An Invariance Principle for some Reaction-Diffusion Equations with a Multiplicative Random Source
Davar Khoshnevisan, Kunwoo Kim, Carl Mueller
TL;DR
This work establishes a stochastic invariance principle for a broad class of dissipative reaction-diffusion SPDEs with multiplicative noise, showing that large-time behavior of the nonlinear equation is universal with respect to the parabolic Anderson model (PAM) having parameters $\mu=f'(0+)$ and $\sigma=g'(0+)$. The authors develop a robust coupling framework and a sequence of technical results (moment bounds, dissipation, short-time stability, local tightness, tracking) to compare the nonlinear SPDE with PAM, yielding high-probability convergence of $\log w(t)$ to $\log u(t)$ as $t\to\infty$. A key contribution is a meticulous multi-stage coupling argument that handles nonlocality and intermittency, providing quantitative error controls and paving the way to PPP-type limit theorems (LLN and CLT) for PAM-driven growth rates.
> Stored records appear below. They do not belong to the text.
PR #2190, opened 2019-03-28
Log oom_handling_score failure to debug

haircommander:
In testing the newest conmon with podman, the g_print for oom_handling_score failing to open the fd printed every time podman was run as rootless. Fix this by changing it to ndebugf, so a normal user won't encounter the failure.

Also move the handling higher so the log level is set already

**- What I did**

**- How I did it**

**- How to verify it**

### DIFF
--- a/conmon/conmon.c
+++ b/conmon/conmon.c
@@ -955,19 +955,6 @@ int main(int argc, char *argv[])
 	int fds[2];
 	int oom_score_fd = -1;
 
-	oom_score_fd = open("/proc/self/oom_score_adj", O_WRONLY);
-	if (oom_score_fd < 0) {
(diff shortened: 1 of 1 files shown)


haircommander:
@giuseppe @mrunalp PTAL 
I'm unsure about moving:
** 	main_loop = g_main_loop_new(NULL, FALSE);**
but I wasn't sure if the main loop should wait to be set until after oom was configured.

giuseppe:
the oom is per process, but I think it is still safer as you did!

I am fine with the change as it is, let's wait for @mrunalp to weight in

TomSweeneyRedHat:
LGTM assuming happy tests

PR #2192, opened 2019-03-29
[1.10] Pick up correct gid

umohnani8:
When setting the gid, we were not checking if RunAsGroup
from k8s was nil or not. We were simply converting that
to an int and nil was becoming 0. Hence all the containers
were being run with gid root regardless of their uid.
Adding that check here fixes it and we get the correct gid.

backport https://github.com/kubernetes-sigs/cri-o/pull/2173

### DIFF
--- a/server/container_create.go
+++ b/server/container_create.go
@@ -468,7 +468,11 @@ func setupContainerUser(specgen *generate.Generator, rootfs string, sc *pb.Linux
 		if sc.GetRunAsUser() == nil && sc.GetRunAsUsername() == "" && sc.GetRunAsGroup() != nil {
 			return fmt.Errorf("RunAsGroup should be specified only with RunAsUser or RunAsUsername")
 		}
-		groupstr := strconv.FormatInt(sc.GetRunAsGroup().GetValue(), 10)
+
+		var groupstr string
+		if sc.GetRunAsGroup() != nil {
+			groupstr = strconv.FormatInt(sc.GetRunAsGroup().GetValue(), 10)
+		}
 		if groupstr != "" {
 			containerUser = containerUser + ":" + groupstr
 		}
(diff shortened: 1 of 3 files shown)


umohnani8:
@mrunalp PTAL

mrunalp:
kata is not working on 1.10

umohnani8:
@sboeuf kata is down, probably need to disable the tests for 1.10 as well?

sboeuf:
@umohnani8 let me pull @chavafg here because I thought the Kata CI was only testing CRI-O master.
@chavafg is it expected to have the CI running on the 1.10 branch?

mrunalp:
It is working fine with master but 1.10 is failing consistently. Even 1.11 and 1.12 are fine. I am okay if we don't want to invest more time in 1.10 :)

chavafg:
yeah, I remember another PR for 1.10 last week which also failed, so it seems that kata is currently not working with 1.10.
I see it was an exec failure:
```
13:58:40 # time="2019-03-29 19:58:16.376764079Z" level=debug msg="ExecSyncRequest &ExecSyncRequest{ContainerId:e0e94e01dd4ad1857e5705c0a509123e21168aca157b2883c1e18ae8683cbc31,Cmd:[sleep 3],Timeout:1,}" 
13:58:40 # time="2019-03-29 19:58:17.590045340Z" level=debug msg="Received container exit code: -1, message: command timed out" 
13:58:40 # time="2019-03-29T19:58:17Z" level=fatal msg="execing command in container synchronously failed: rpc error: code = Unknown desc = command error: command timed out, stdout: , stderr: , exit code -1" 
```

umohnani8:
@mrunalp can we merge this?

mrunalp:
LGTM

The work also connects to KPZ-type asymptotics via the Hopf-Cole transform, indicating that large-time statistics of the nonlinear system inherit universal PAM behavior in the high-noise regime, with implications for universality and potential extensions to real-line spatial domains.
Abstract
We establish a notion of universality for the parabolic Anderson model via an invariance principle for a wide family of parabolic stochastic partial differential equations. We then use this invariance principle in order to provide an asymptotic theory for a wide class of non-linear SPDEs. A novel ingredient of this invariance principle is the dissipativity of the underlying stochastic PDE.